SALIF KEITA / LES AMBASSADEURS INTERNATIONAUX

Title

MANDJOU


mandjou
Japanese Title

マンジュ

Date 1979-1980
Label オルター・ポップ AFPCD-233(JP)
CD Release 1995
Rating ★★★★★
Availability


Review

 サリフ・ケイタがおもしろくない!

 わたしが、いわゆるワールド・ミュージックの世界へズブズブのめり込んでいくきっかけをつくってくれたのが、87年にサリフ・ケイタがリリースした"SORO"(MANGO CCD9808(US))だった。鋼のように強靱でムチのようにしなう堂々たるヴォーカル、アフリカの伝統文化に根ざしためくるめくポリリズム、それらと最新のエレクトロニクスとの出会いから生まれた音楽は、ロックの終焉を予感させるに十分な衝撃度があった。サリフの音楽を知ってしまった耳には、ロックがなんと単調に聞こえたことか。

 続いて89年にリリースされた"KO-YAN"(MANGO C1DM1002(US))も、前作の路線をさらに推し進めたつくりになっていて、わたしの期待に十分に応えるものであった。ところが、ジョー・ザヴィヌルがプロデュースした91年の第3作"AMEN"(MANGO 162 539 910-2(US))は、音がスカスカになって手応えがまったく感じられず、ひどくガッカリさせられた。

 しかし、4年間の沈黙ののち、95年に発表された"FOLON"(マーキュリーPHCR-1804(JP))は、「過去」を意味するタイトルが示すとおり、みずからの原点に立ち返りながら、パン・アフリカニズムを指向した充実作であった。
 その後、ジャズの名門ブルーノートに移籍し、元リヴィング・カラーのヴァーノン・リードを共同プロデューサーに迎えて、99年に"PAPA"(METRO BLUE 7243 4 99070 2 7(FR))を発表。基本的には前作の延長線上にあり、世間でいわれるほどには悪い出来とは思わなかったが、ひっかかるところがなかったのも事実。曲づくりといい、人選といい、ついでにいえばブルーノートに所属したことといい、時代的な必然性がまったく感じられない凡作だった。
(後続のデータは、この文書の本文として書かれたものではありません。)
PR #4685, opened 2024-05-30
Restrict compressed 3D to BCn

mehmetoguzderin:
Fixes https://github.com/gpuweb/gpuweb/pull/4677

This PR restricts 3D textures with sliced 3D to BCn only as it turns out that ETC2 support is non-existent, and ASTC support for sliced 3D requires an OpenGL ES extension or Vulkan support that we can not assume https://opengles.gpuinfo.org/listreports.php?extension=GL_KHR_texture_compression_astc_sliced_3d&option=not for the target hardware (Adreno 5xx, Adreno 6xx, some Adreno 7xx, not to say that no driver supports for each generation as there are many counter-examples but no strong guarantee to simply assume) https://github.com/gpuweb/gpuweb/issues/1069 as listed here.

### DIFF
--- a/spec/index.bs
+++ b/spec/index.bs
@@ -4090,8 +4090,8 @@ The {{GPUTextureUsage}} flags determine how a {{GPUTexture}} may be used after i
                         - |descriptor|.{{GPUTextureDescriptor/size}}.[=GPUExtent3D/depthOrArrayLayers=] must be &le;
                             |this|.{{GPUDevice/limits}}.{{GPUSupportedLimits/maxTextureDimension3D}}.
                         - |descriptor|.{{GPUTextureDescriptor/sampleCount}} must be 1.
-                        - |descriptor|.{{GPUTextureDescriptor/format}} must not be a [=depth-or-stencil format=] or
-                            [=compressed format=] without [[#packed-formats|sliced 3D support]].
+                        - |descriptor|.{{GPUTextureDescriptor/format}} must support {{GPUTextureDimension/"3d"}}
+                            textures according to [[#texture-format-caps]].
                 </dl>
             - |descriptor|.{{GPUTextureDescriptor/size}}.[=GPUExtent3D/width=] must be multiple of [=texel block width=].
             - |descriptor|.{{GPUTextureDescriptor/size}}.[=GPUExtent3D/height=] must be multiple of [=texel block height=].
@@ -15378,7 +15378,9 @@ This feature adds the following [=optional API surfaces=]:
 
 ### Plain color formats ### {#plain-color-formats}
 
-All plain color formats support {{GPUTextureUsage/COPY_SRC}}, {{GPUTextureUsage/COPY_DST}}, and {{GPUTextureUsage/TEXTURE_BINDING}} usage.
+All plain color formats support {{GPUTextureUsage/COPY_SRC}}, {{GPUTextureUsage/COPY_DST}},
+and {{GPUTextureUsage/TEXTURE_BINDING}} usage. Additionally, all plain color formats support
+textures with {{GPUTextureDimension/"3d"}} dimension.
 
 The {{GPUTextureUsage/RENDER_ATTACHMENT}} and {{GPUTextureUsage/STORAGE_BINDING}} columns
 specify support for {{GPUTextureUsage/RENDER_ATTACHMENT|GPUTextureUsage.RENDER_ATTACHMENT}}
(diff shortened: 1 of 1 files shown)


spec/index.bs
```diff
@@ -15952,19 +15954,22 @@ The [=texel block memory cost=] of each of these formats is the same as its
             <th>[=Texel block copy footprint=] (Bytes)
             <th>{{GPUTextureSampleType}}
             <th>Texel block [=texel block width|width=]/[=texel block height|height=]
+            <th>Sliced 3D
```
kainino0x, line 15957: It's a little odd to say rgb9e5ufloat supports "Sliced 3D" since it's a 1x1 format. How about:

```suggestion
            <th>{{GPUTextureDimension/"3d"}}
```

spec/index.bs
```diff
@@ -4089,7 +4090,8 @@ The {{GPUTextureUsage}} flags determine how a {{GPUTexture}} may be used after i
                         - |descriptor|.{{GPUTextureDescriptor/size}}.[=GPUExtent3D/depthOrArrayLayers=] must be &le;
                             |this|.{{GPUDevice/limits}}.{{GPUSupportedLimits/maxTextureDimension3D}}.
                         - |descriptor|.{{GPUTextureDescriptor/sampleCount}} must be 1.
-                        - |descriptor|.{{GPUTextureDescriptor/format}} must not be a [=depth-or-stencil format=].
+                        - |descriptor|.{{GPUTextureDescriptor/format}} must not be a [=depth-or-stencil format=] or
+                            [=compressed format=] without [[#packed-formats|sliced 3D support]].
```
kainino0x, line 4094: It's slightly unclear if it's
"a (depth-or-stencil format or compressed format) without sliced 3D support" or
"a depth-or-stencil format or (compressed format without sliced 3D support)".

I think this language would be more consistent with how we usually write it, plus it can subsume the other rule:

```suggestion
                        - |descriptor|.{{GPUTextureDescriptor/format}} must support {{GPUTextureFormat/"3d"}}
                            textures according to [[#texture-format-caps]].
```

Then, also specify at the top of the `plain-color-formats` that all of those formats support 3d,
and at the top of the `depth-formats` section that none of those formats support 3d.

spec/index.bs
```diff
@@ -3910,7 +3910,8 @@ enum GPUTextureDimension {
     : <dfn>"3d"</dfn>
     ::
         Specifies a texture that has a width, height, and depth. {{GPUTextureDimension/"3d"}}
-        textures cannot be multisampled or use depth/stencil formats.
+        textures cannot be multisampled or use depth/stencil formats,
+        or use compressed formats without [[#packed-formats|sliced 3D support]].
```
kainino0x, line 3914: Slightly easier to read by reducing the amount of negations. This is more documentation than spec, so I like to spell it out in a developer-friendly way. Maybe this would be good - no one probably specifically cares that depth/stencil textures can't be 3d.

```suggestion
        textures cannot be multisampled, and their format must support 3d textures
        (all [[#plain-color-formats]] and some [[#packed-formats|packed/compressed formats]]).
```

kainino0x (approved):
Overall LGTM, minor copyediting comments

kainino0x:
@mwyrzykowski @teoxoy Could you sign off on the functional change, which is to allow 3D textures only for BC and not ETC2/ASTC?

kainino0x:
We'll propose a feature for 3D ASTC textures in a future PR, this is a bugfix for #4677.

spec/index.bs
mehmetoguzderin: Makes sense, thank you!

mwyrzykowski (approved):
Sounds good assuming 3D ASTC is coming in a future PR

spec/index.bs
mehmetoguzderin: Done, thanks a lot for the guidance! Certainly better in this way.

spec/index.bs
```diff
@@ -3910,7 +3910,8 @@ enum GPUTextureDimension {
     : <dfn>"3d"</dfn>
     ::
         Specifies a texture that has a width, height, and depth. {{GPUTextureDimension/"3d"}}
-        textures cannot be multisampled or use depth/stencil formats.
+        textures cannot be multisampled, and their format must support 3d textures
+        (all [[#plain-color-formats]] and some [[#packed-formats|packed/compressed formats]]).
```
kainino0x, line 3914: My bad, I realized this will render poorly without a text override.
> (all § 26.1.1 Plain color formats and some packed/compressed formats)

```suggestion
        (all [[#plain-color-formats|plain color formats]] and some [[#packed-formats|packed/compressed formats]]).
```

kainino0x (approved):

teoxoy (approved):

 そういう意味で、先ごろ発表されたばかりの最新作"MOFFOU"(ユニバーサル UCCM-1035(JP))は、全編アコースティックによる、一皮むけて円熟の境地に達した意欲作。はじめて聴いたときは結構イケルと感じたが、3回ぐらい聴いたら飽きてきた。カンテ・マンフィーラといい、ロキア・トラオレといい、ここ数年来、アコースティック路線が大はやりだが、どれも“いやし系”のにおいが漂ってきて、どうにも居心地が悪い。サリフも例外ではない。

 サリフのアルバムはぜったいに落とすことはできないのだけれども、当時は大感動した"SORO"にしても、"KO-YAN"にしても、いま聴くとエレクトロニクスを駆使した仰々しいプログレ的な展開に寒いものを感じてしまって、とてもこのコーナーでとりあげる気にはなれなかった。かといって"FOLON"は、いいアルバムだとは思うのだが、いまひとつ決め手を欠いている気がする。
 このままではサリフという類まれな才能が、リスナーの嗜好に応じて千変万化しつづける“ワールド・ミュージック”に骨の髄まで喰い尽くされてしまう。すでに盛りは過ぎたと思っていたユッスー・ンドゥールが、セネガルにある自己のレーベルから発表した新作"BA TAY"で、原点に立ち返ったストレートなンバラを聴かせ、大いに健在ぶりを示してくれたように、サリフもここらでもう1度、コアなマンデ・ポップの作品をつくるべきではないか。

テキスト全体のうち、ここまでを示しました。